06. The Routing Contract
Exactly one rule decides how an incoming request turns into a running workflow. That rule lives in the cheap control plane, the layer that carries no model and no database. The rule resolves three things at once: which graph to run, which worker pool should run it, and what inputs to pass along. Every request flows through this single contract. None are exempt. It can look like a bottleneck, and in a sense it is one on purpose. By funneling everything through one place, the system can promise that a failure stays boxed inside its pool. A runaway discovery workflow cannot bleed into the email workflows, because routing already separated them. The trade-off is real and worth naming. A single routing point adds a little coordination overhead. It is also one more thing that must stay correct. In exchange, it stops a single misbehaving graph from taking down the entire platform, and it keeps each pool independent and decoupled. That one contract is the spine of the design.
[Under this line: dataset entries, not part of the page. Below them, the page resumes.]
PR #5164, opened 2015-09-21
Content not saving on new nodes

### LINKED ISSUE #5126: nothing but title saves first time i create a campaign as regional admin
http://staging.beta.dosomething.org/node/1701/edit

image

cc: @angaither

angaither:
Changing the node language in `hook_node_presave()` was too late and only the title was saving.
Since this only needs to run on newly created nodes, we can change the language on `hook_node_insert()`

Fixes #5126


blisteringherb:
:+1:

PR #5175, opened 2015-09-21
Update to include unpublished mobile app campaigns in index collection.

weerd:
Refs #5174 
#### What's this PR do?

This PR updates the query used to collect an index listing of campaigns for the `/campaigns` endpoint to temporarily allow the retrieval of unpublished campaigns that are also marked as being on the `mobile_app`.

Just confirming that the code looks correct and consider if there's any potential conflicts.

Prior PR #4986 only allowed retrieval of unpublished single campaigns, however the mobile team also needs to be able to access unpublished collections of campaigns.
#5174

---

@angaither @jonuy @chloealee


angaither:
:+1: 
i don't even think this needs a `@todo` since that's the solution we decided to go with :wink:

weerd:
LOL. I'm just worried about it. :concerned_parent:

PR #5177, opened 2015-09-21
Mobile app dates

### LINKED ISSUE #5041: Campaign API query parameter to return mobile campaigns valid for a given date
Campaigns can be set with an `mobile_app` flag along with mobile app start and end dates. Currently through the API we're only able to query against `mobile_app=true` which gives all campaigns that have the flag set regardless of dates they should be available.

We'd like to also query campaigns that are available for a given date.

For example, if I have a campaign with a mobile app start of 3/1/2015 and end of 4/1/2015, this campaign should be returned if I query with a date like 3/20/2015. But if I query with 4/20/2015, then it shouldn't.

I have no strong preferences for parameter name. Something like... `available_in_mobile_app_date`..? :grimacing:

chloealee:
#### What's this PR do?

Functionality to query campaigns that are available for a given date. 

`campaign_resource.inc` lines 41 - 48, then line 289
`CampaignTransformer.php` line 25
`dosomething_campaign.module` lines 457-462

example query: `/campaigns.json?mobile_app_date=2015-09-02` should return all campaigns with query date in between mobile app start and end dates

Fixes #5041


lib/modules/dosomething/dosomething_campaign/dosomething_campaign.module
```diff
@@ -453,6 +454,13 @@ function dosomething_campaign_build_campaigns_query($params = array()) {
     $query->condition('m.field_on_mobile_app_value', 1);
   }
 
+  if (isset($params['mobile_app_date'])) {
+    $query->join('field_data_field_mobile_app_date', 'm', 'm.entity_id = n.nid');
+    $query
+      ->condition('m.field_mobile_app_date_value', dosomething_helpers_convert_date($params['mobile_app_date']), '<=')
+      ->condition('m.field_mobile_app_date_value2', dosomething_helpers_convert_date($params['mobile_app_date']), '>=');
```
weerd, line 461: I might just be confused, but wouldn't this just grab everything? Less than or equal to the specified date, and greater than or equal to the specified date?

chloealee, line 461: @weerd this is treated as less than or equal to && great than or equal to -- both must be true! So this checks that the date is in between the start and end dates.

weerd, line 461: Ah gotcha. Cool cool :)

weerd:
:+1:

PR #5185, opened 2015-09-22
Path-driven MX, BR, US, global English translation behavior

mshmsh5000:
#### What's this PR do?

Updates the `dosomething_global` feature with configuration-based behaviors to provide MX, BR, Global English, or US English translations of content based on the path structure.

Using the language preferences settings, this feature update maps these URL prefixes:
- **/mx/** to Mexican Spanish (es-mx)
- **/br/** to Brazilian Portugues (pt-br)
- **/us/** to U.S. English (en-us)
- **[no prefix]** to Global English

This PR also **sets Global English as the default language**.

You can update this feature locally, or test on Thor, where the same configuration is in place (not yet managed by this Feature update).

The changes to the `strongarm.inc` and `language.inc` files are most of the URL behavior config. The changes to `dosomething_global.module` are commenting and readability, and a bit of cleanup to make my IDE happy.

Basic test:
1. Edit a campaign.
2. Using the **Translations** tab, add the translations for es-mx, pt-br, Global English.
3. Edit each translation, changing enough obvious content (e.g., the title) that you can easily see the differences among translations.
4. After saving, review the resulting URL and verify the translated content.
5. At the end, you should have four unique URLs loading four translated versions of the same campaign.

If this works, we need to implement the same changes for other URL-accessible content we want to translate.

**Gotcha:** If you get a redirect loop on the Global English version of a campaign, go to the Edit view. You'll see a redundant redirect in the Redirects tab at the bottom of the edit form. Delete that.

If we see this as regular behavior, then of course we'll need to address as a bug. I saw it once.

**Deployment:** This should not change any existing paths in Drupal. We do want to make _super sure_ there are no side effects in Thor from changing the default language -- for instance, when creating new content as admins in different regions.
#5130

See all of the screenshots and notes in these comments: [comment 1](https://github.com/DoSomething/phoenix/issues/5130#issuecomment-142116905) and [comment 2](https://github.com/DoSomething/phoenix/issues/5130#issuecomment-142306499)
#### Questions:
- Is there a blog post? _No._
- Does the knowledge base need an update? _Yes -- will update the Global section of the Phoenix wiki once this functionality is stable.
- Does this add new Drupal dependencies? _No._


lib/modules/dosomething/dosomething_global/dosomething_global.features.language.inc
```diff
@@ -33,7 +33,7 @@ function dosomething_global_locale_default_languages() {
     'plurals' => 0,
     'formula' => '',
     'domain' => '',
-    'prefix' => 'es-mx',
+    'prefix' => 'mx',
```
angaither, line 36: if we are changing the prefixes here, should we also change them in the language map strongarm variable?

mshmsh5000, line 36: So we're talking about [this in Strongarm](https://github.com/DoSomething/phoenix/blob/dev/lib/modules/dosomething/dosomething_global/dosomething_global.strongarm.inc#L17). My understanding is that this mapping is based on the language's "Language code", not the "Path prefix". The language code isn't editable (a good thing). See here:

lang-code-prefix

PR #5188, opened 2015-09-22
Translate home page content

### LINKED ISSUE #4968: need BR, MX, and Global versions of homepage
we decided we're going to be translating the home content type just like we did with campaign content types.

---

Would include the 9 campaigns we want featured to BR, MX, and global users + majority of copy needs to be in appropriate language.

I think it makes most sense to give Brazil Admin, Mexico Admin, and Global Admin access to create/edit a home node and then just serve up the appropriate homepage based on where the user is coming from.

The other option would be to make all of the pages on the home node translatable, including which of the 9 campaigns we're featuring on the homepage.

thoughts @blisteringherb @sheydari-ds @angaither

angaither:
#### what does this pr do?
- adds permission for regional admins to edit home page nodes
- allows `campaigns` field reference field to be translated
- allows `subtitle` field to be translated
- run node_alter hook to hide non-translatable fields only on translatable content types
#### background context

I am not granting regional admins the ability to create new home page nodes, only translate the current one. 
#### relevant tickets

fixes #4968

### DIFF
--- a/lib/modules/dosomething/dosomething_campaign_group/dosomething_campaign_group.features.field_base.inc
+++ b/lib/modules/dosomething/dosomething_campaign_group/dosomething_campaign_group.features.field_base.inc
@@ -33,6 +33,7 @@ function dosomething_campaign_group_field_default_field_bases() {
     'locked' => 0,
     'module' => 'entityreference',
     'settings' => array(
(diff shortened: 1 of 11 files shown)


blisteringherb:
:+1:

PR #5190, opened 2015-09-22
Global Date Validation

### LINKED ISSUE #5084: need dd/mm/yyyy birthday field for non-US users
non-us users (so BR, MX, and global users) should get presented with a different birthday field that accepts dates as mm/dd/yyyy. All birthday fields regardless of how they are input should obviously be stored the same way in the same column in the db.

@mnelson338 does anyone else use the mm/dd/yyyy format besides :us:?

related to #5046

sbsmith86:
#### What's this PR do?

Updates the birthday field in the registration modal to ask for and validate against the appropriate date format based on the users country code. BR, MX, and Global users should get `DD/MM/YYYY`. US users should get `MM/DD/YYYY` 

`dosomething_user.module` passes the the date format we want to use for validation to the JS.
`form.inc` just updates the placeholder text appropriately. 

Vist the site using different country code headers to verify you are being asked for your birthday in the correct format. 

Also, try bad dates (bad month, years in the future, etc) and make sure the field is being validated correctly. 

Similar functionality to how we do this in the `dosomething_uk` module. 

Fixes #5084

### DIFF
--- a/lib/modules/dosomething/dosomething_user/dosomething_user.module
+++ b/lib/modules/dosomething/dosomething_user/dosomething_user.module
@@ -19,11 +19,14 @@ function dosomething_user_preprocess_page(&$vars) {
     dosomething_helpers_add_analytics_event("login", $_SESSION['dosomething_user_log_login']);
     unset($_SESSION['dosomething_user_log_login']);
   }
+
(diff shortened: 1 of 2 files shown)


angaither:
:+1:
not needed for merge, but I imagine we are going to need this in a bunch of places, maybe we should eventually functionify date format?

sbsmith86:
@angaither I had that thought as well. I can work it into another issue probably.

PR #5208, opened 2015-09-23
Hide the translate tab for people who don't have access to translate …

### LINKED ISSUE #5191: only administrators and global admins should have access to Translate Tab
image

angaither:
…any entity.

Only staff members with the role [editor, admin, creative team, global admin] will have access to the translate tab

Fixes #5191


blisteringherb:
:+1:

Issue #5205, opened 2015-09-23
add other affliates to lang map


angaither:
for auth flow needs to hide/show certain fields based on country codes. 

UK and CA should be added to the lang map variable
should they be global english as language? 

refs #5052 #5085
cc: @blisteringherb @mshmsh5000

mshmsh5000:
I'm not clear on why this is a Global 1.0 task, since UK and CA are out of scope and still have their own sites.
- en-gb
- en-ca
- fr-ca

Especially given Canada's two languages, I don't think we want to touch this right now.

angaither:
@mshmsh5000 If we want to hide/show specific fields in the auth flow, I think it will be easier to have this stuff in the strongarm so @sbsmith86 can call one function to check countries, [instead of creating an array of country codes](https://github.com/sbsmith86/dosomething/commit/75aed93bde496350645ec49a01e38afde482c227#diff-b4b14fec58a66c7539097ce097603450R82)
I don't think we need to define roles, or permissions or the language, just the country if we want the auth flow to show different things.

mshmsh5000:
Got it, got it. :+1:

PR #5210, opened 2015-09-23
Hide/Show cell phone field based on country code

### LINKED ISSUE #5085: hide cell phone field on auth flow for global users
- If US, MX, BR, Ca, UK then all auth fields show
- If global, then suppress SMS 
- If we anticipate building an SMS program in a specific country, then will will show SMS field 6 mos. ahead of time

related to #5046

sbsmith86:
#### What's this PR do?

This PR hides the cell phone field if the users country code is not in our country language map, otherwise for US, MX, BR, CA and UK we show and collect that info.

The magic happens in `register.inc`

Change your country code or use VPN to pretend you are in another country and when you try to create an account you should only see the cell phone field if you are in US, MA, BR, CA, or UK. 

One thing, I sorta lied. Right now, CA and UK are not in our language map so the cell phone field will be hidden for those counties. However, #5205 will add those countries to keep me honest. 

Fixes #5085

### DIFF
--- a/lib/themes/dosomething/paraneue_dosomething/includes/auth/register.inc
+++ b/lib/themes/dosomething/paraneue_dosomething/includes/auth/register.inc
@@ -82,7 +82,8 @@ function paraneue_dosomething_form_alter_register(&$form, &$form_state, $form_id
 
     if (!in_array(dosomething_settings_get_geo_country_code(), dosomething_global_get_countries())) {
       $form['field_mobile']['#access'] = FALSE;
-    } else {
+    }
+    else {
       $form['account']['field_mobile'] = $form['field_mobile'];
       $form['account']['field_mobile']['#weight'] = 20;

It is what makes the architecture inspectable and its failure modes nameable, because no request is ever allowed to sneak around it.
07. Worker Pools And Blast Radius
The data plane splits its work into separate pools, with one pool for classification, one for email composition, and one for discovery. Each pool runs its own worker, with its own environment and its own project inside the tracing system. A noisy or broken workflow stays trapped where it started and cannot spill sideways into its neighbors. Crucially, the pools are also tuned independently. A high-priority assistant such as email composition can keep full tracing turned on. A bulk assistant such as country classification samples only a fraction of its runs, holding down cost and noise. That independence is exactly what bounds the damage from a mistake. If someone points a pool at the wrong trace project, only that one pool goes dark, and every other pool keeps serving traffic. So the trade-off lands in your favor. You maintain several sets of worker files and environment variables instead of one, and in return no single failure can reach across the platform. The blast radius of any problem ends at the pool that caused it, which is the whole reason the work was divided this way.